Imitating Radiological Scrolling: A Global-Local Attention Model for 3D Chest CT Volumes Multi-Label Anomaly Classification
Journal:
arXiv
Published Date:
Mar 26, 2025
Abstract
The rapid increase in the number of Computed Tomography (CT) scan
examinations has created an urgent need for automated tools, such as organ
segmentation, anomaly classification, and report generation, to assist
radiologists with their growing workload. Multi-label classification of
Three-Dimensional (3D) CT scans is a challenging task due to the volumetric
nature of the data and the variety of anomalies to be detected.
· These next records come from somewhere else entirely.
PR #349, opened 2022-01-14
Improve inserting WorldControl and WorldStats from menu

chapulina:
# 🦟 Bug fix

* Part of https://github.com/ignitionrobotics/ign-gazebo/issues/1254

## Summary

Currently, if `WorldControl` or `WorldStats` are inserted from the menu, they don't display anything and are therefore unusable. That's because all their elements are optional and hidden by default (which we should consider changing).

This PR works around that by displaying all widgets if no elements are passed onto the plugin. The assumption is that the user would never want to hide all elements at the same time.

With this PR, these plugins can be inserted from the menu and they work with Gazebo:

world_gui_from_menu

## Checklist
- [x] Added tests
- [x] ~~Updated migration guide (as needed)~~


src/plugins/world_control/WorldControl.hh
```diff
@@ -54,15 +54,19 @@ namespace plugins
   ///
   /// ## Configuration
   ///
-  /// * \<play_pause\> : Set to true to see a play/pause and step buttons,
+  /// * \<play_pause\> : Set to true to see a play/pause button,
   ///                    false by default.
+  /// * \<step\> : Set to true to see a step button, false by default.
```
jennuine, line 59: Should we update the defaults be `true` as well?

jennuine (approved):
LGTM, left a minor comment

src/plugins/world_control/WorldControl.hh
chapulina: I tried to do this in a way that the defaults wouldn't need to be changed, because that would break existing behaviour. For example, a user who currently has only `<play_pause>` will continue not getting the step button, because `<step>` is false by default.

The only situation that changed is when the `<plugin>` tag is completely empty and has the effect of flipping all defaults to true. This is technically a change in behaviour, but I think that wouldn't break any existing users, because no one should be using the plugin completely empty, and it would fix a usability bug.

Let me know if the reasoning sounds ok to you

jennuine: Ah ok, thanks for explaining. Sounds good to me

osrf-triage:

PR #359, opened 2022-02-22
Removed unused code in MinimalScene plugin

### LINKED ISSUE #358: What is the planned relationship between MinimumScene and TransportSceneManager?
I noticed that MinimumScene has the following, but then I came across TransportSceneManager which seems to manage the same set of topics and service. Is the plan that this functionality will be removed from MinimumScene and TransportSceneManager should be used going forward or is there another intended purpose of TransportSceneManager?

``` c++
    /// \brief Scene service. If not empty, a request will be made to get the
    /// scene information using this service and the renderer will populate the
    /// scene based on the response data
    public: std::string sceneService;

    /// \brief Scene pose topic. If not empty, a node will subcribe to this
    /// topic to get pose updates of objects in the scene
    public: std::string poseTopic;

    /// \brief Ign-transport deletion topic name
    public: std::string deletionTopic;

    /// \brief Ign-transport scene topic name
    /// New scene messages will be published to this topic when an entities are
    /// added
    public: std::string sceneTopic;
```

ahcorde:

# 🦟 Bug fix

Fixes #358

## Summary

This code is not used and it should be part of the TransportSceneManager

## Checklist
- [ ] Added tests

### DIFF
--- a/src/plugins/minimal_scene/MinimalScene.hh
+++ b/src/plugins/minimal_scene/MinimalScene.hh
@@ -205,23 +205,6 @@ namespace plugins
     /// \brief Flag to indicate texture size has changed.
     public: bool textureDirty = false;
 
-    /// \brief Scene service. If not empty, a request will be made to get the
-    /// scene information using this service and the renderer will populate the
-    /// scene based on the response data
-    public: std::string sceneService;
-
-    /// \brief Scene pose topic. If not empty, a node will subcribe to this
-    /// topic to get pose updates of objects in the scene
-    public: std::string poseTopic;
-
-    /// \brief Ign-transport deletion topic name
-    public: std::string deletionTopic;
-
-    /// \brief Ign-transport scene topic name
-    /// New scene messages will be published to this topic when an entities are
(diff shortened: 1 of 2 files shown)


src/plugins/minimal_scene/MinimalScene.hh
```diff
@@ -205,23 +205,6 @@ namespace plugins
     /// \brief Flag to indicate texture size has changed.
     public: bool textureDirty = false;
 
-    /// \brief Scene service. If not empty, a request will be made to get the
-    /// scene information using this service and the renderer will populate the
-    /// scene based on the response data
-    public: std::string sceneService;
```
jennuine, line 211: Removing data members and functions doesn't break abi? Is this because it's a plugin?

chapulina: Yeah we're not installing this header file, so we don't need to worry about ABI

chapulina (approved):
LGTM, we just overlooked these when splitting the plugin.

PR #369, opened 2022-03-07
Added Snackbar qtquick object

ahcorde:
# 🎉 New feature

## Summary

Create a IgnSnackBar QtQuick object to show message to the user in the same manner by plugins

It could be :
 - persistant and then you need to click inside the GUI
 - or with a timeout

snackback

Added snackbar dialog to:
 - Save configuration
 - Teleop topic
 - Snapshot
 - Image view update

## Checklist
- [ ] Added tests

### DIFF
--- a/include/ignition/gui/MainWindow.hh
+++ b/include/ignition/gui/MainWindow.hh
@@ -569,6 +569,9 @@ namespace ignition
       signals: void notify(const QString &_message);
 
       /// \brief Displays a message to the user
+      /// \param[in] _message Message to show
+      /// \param[in] _duration Time in milliseconds that the message will
+      /// appear
       signals: void notifyWithDuration(const QString &_message, int _duration);
 
       /// \internal
--- a/include/ignition/gui/MainWindow.hh
+++ b/include/ignition/gui/MainWindow.hh
@@ -568,6 +568,9 @@ namespace ignition
       /// \brief Displays a message to the user
       signals: void notify(const QString &_message);
 
+      /// \brief Displays a message to the user
+      signals: void notifyWithDuration(const QString &_message, int _duration);
+
       /// \internal
       /// \brief Private data pointer
       private: std::unique_ptr<MainWindowPrivate> dataPtr;
--- a/include/ignition/gui/qml/IgnSnackBar.qml
+++ b/include/ignition/gui/qml/IgnSnackBar.qml
@@ -15,6 +15,7 @@
  *
 */
 
+import QtGraphicalEffects 1.0
 import QtQuick 2.9
 import QtQuick.Controls 2.2
 import QtQuick.Controls.Material 2.2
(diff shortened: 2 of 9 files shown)


include/ignition/gui/MainWindow.hh
```diff
@@ -568,6 +568,9 @@ namespace ignition
       /// \brief Displays a message to the user
       signals: void notify(const QString &_message);
 
+      /// \brief Displays a message to the user
+      signals: void notifyWithDuration(const QString &_message, int _duration);
```
chapulina, line 572: Missing `param` docs

include/ignition/gui/qml/IgnSnackBar.qml
```diff
@@ -0,0 +1,79 @@
...
+  modal: duration == 0
+  focus: duration == 0
+  x: (window.width - width) / 2
+  y: window.height - window.height / 6
+  width: window.width - window.width / 6
+  contentHeight: notificationColumn.height
+
+  background: Rectangle {
+    border.color: "#444"
+    color: "#c9daf8"
```
chapulina, line 35: We should avoid using custom colors as much as possible and instead use colors from the current palette (`Material.primary`, `Material.accent`, `Material.background`). 

The [official spec](https://material.io/components/snackbars#anatomy) recommends a grey color, but I think QtQuick doesn't make it straight-forward to have that follow a dark / light theme. So I think we could stick to `Material.background` here.

src/plugins/teleop/Teleop.cc
```diff
@@ -140,8 +140,19 @@ void Teleop::OnTopicSelection(const QString &_topic)
...
+    App()->findChild<MainWindow *>()->notifyWithDuration(
+      QString::fromStdString("Error when advertising topic: " +
+        this->dataPtr->topic), 1000);
+    ignerr << "Error when advertising topic: " <<
+      this->dataPtr->topic << std::endl;
+  }
+  else
+  {
+    App()->findChild<MainWindow *>()->notifyWithDuration(
+      QString::fromStdString("A new topic has been entered: '" +
```
chapulina, line 153: How about:

```suggestion
      QString::fromStdString("Subscribing to topic: '" +
```

include/ignition/gui/qml/IgnSnackBar.qml
```diff
@@ -0,0 +1,79 @@
...
+  }
+
+  // Duration of the snackbar. If duration is equal to zero then
+  // you should click somewhere in Ignition Gazebo to close it.
+  property int duration: 1000
```
chapulina, line 40: I'm finding 1 second too short to read some of the snackbars on this PR. The Material spec [recommends](https://material.io/components/snackbars#behavior) "_They automatically disappear from the screen after a minimum of four seconds, and a maximum of ten seconds._", so how about defaulting to `4000` and using that throughout this PR?

chapulina (changes requested):
+1 to the centralized approach using a signal from the `MainWindow` :+1: This should make it easier to improve the snackbar in the future. For example, in the future, if we start getting too many notifications at once, we may want to implement some logic to display them consecutively.

chapulina (approved):
LGTM! I just pushed a small change in eb58ef3aa3f05a6a379bfc2cb3052e709e658351 to change the border to a shadow.

Before:

border

After:

shadow

osrf-triage:

https://community.gazebosim.org/t/new-ignition-releases-2022-04-13-fortress-edifice/1367/1

PR #370, opened 2022-03-08
Added array to snackbar qml

ahcorde:
# 🎉 New feature

## Summary

if we start getting too many notifications at once to show in the snackbar, this logic will  display them consecutively.

ESC will close the popup, otherwise with the mouse click some of the popup will close inmediately if you are clicking several times to configure something.

Build on top of https://github.com/ignitionrobotics/ign-gui/pull/369

## Checklist
- [ ] Added tests

### DIFF
--- a/include/ignition/gui/qml/IgnSnackBar.qml
+++ b/include/ignition/gui/qml/IgnSnackBar.qml
@@ -1,0 +1,79 @@
+/*
+ * Copyright (C) 2022 Open Source Robotics Foundation
+ *
+ * Licensed under the Apache License, Version 2.0 (the "License");
+ * you may not use this file except in compliance with the License.
+ * You may obtain a copy of the License at
+ *
+ *     http://www.apache.org/licenses/LICENSE-2.0
+ *
+ * Unless required by applicable law or agreed to in writing, software
+ * distributed under the License is distributed on an "AS IS" BASIS,
+ * WITHOUT WARRANTIES OR CONDITIONS OF ANY KIND, either express or implied.
+ * See the License for the specific language governing permissions and
+ * limitations under the License.
+ *
+*/
+
+import QtQuick 2.9
+import QtQuick.Controls 2.2
+import QtQuick.Layouts 1.3
+import QtQuick.Window 2.2
+import QtQuick.Dialogs 1.0
+
+Popup {
+  id: snackbar
+  modal: duration == 0
+  focus: duration == 0
+  x: (window.width - width) / 2
+  y: window.height - window.height / 6
+  width: window.width - window.width / 6
+  contentHeight: notificationColumn.height
+
+  background: Rectangle {
+    border.color: "#444"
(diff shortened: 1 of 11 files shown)


include/ignition/gui/qml/IgnSnackBar.qml
```diff
@@ -20,16 +20,24 @@ import QtQuick.Controls 2.2
...
 Popup {
   id: snackbar
-  modal: duration == 0
-  focus: duration == 0
   x: (window.width - width) / 2
   y: window.height - window.height / 6
   width: window.width - window.width / 6
   contentHeight: notificationColumn.height
 
+  closePolicy: Popup.CloseOnEscape
```
chapulina, line 32: > ESC will close the popup, otherwise with the mouse click some of the popup will close inmediately if you are clicking several times to configure something.

I understand that this is meant to protect the user from closing the popup by mistake, but clicking outside it to close it is so common that I think users may be confused when that doesn't work (I was when I first tried this PR).

For popups that we really don't want the user to miss, how about supporting an optional "Dismiss" button, so the snackbar can only be dismissed by clicking that?

ahcorde:
@chapulina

Existing deep
learning methods based on Convolutional Neural Networks (CNNs) struggle to
capture long-range dependencies effectively, while Vision Transformers require
extensive pre-training, posing challenges for practical use. Additionally,
these existing methods do not explicitly model the radiologist's navigational
behavior while scrolling through CT scan slices, which requires both global
context understanding and local detail awareness. In this study, we present
CT-Scroll, a novel global-local attention model specifically designed to
emulate the scrolling behavior of radiologists during the analysis of 3D CT
scans. Our approach is evaluated on two public datasets, demonstrating its
efficacy through comprehensive experiments and an ablation study that
highlights the contribution of each model component.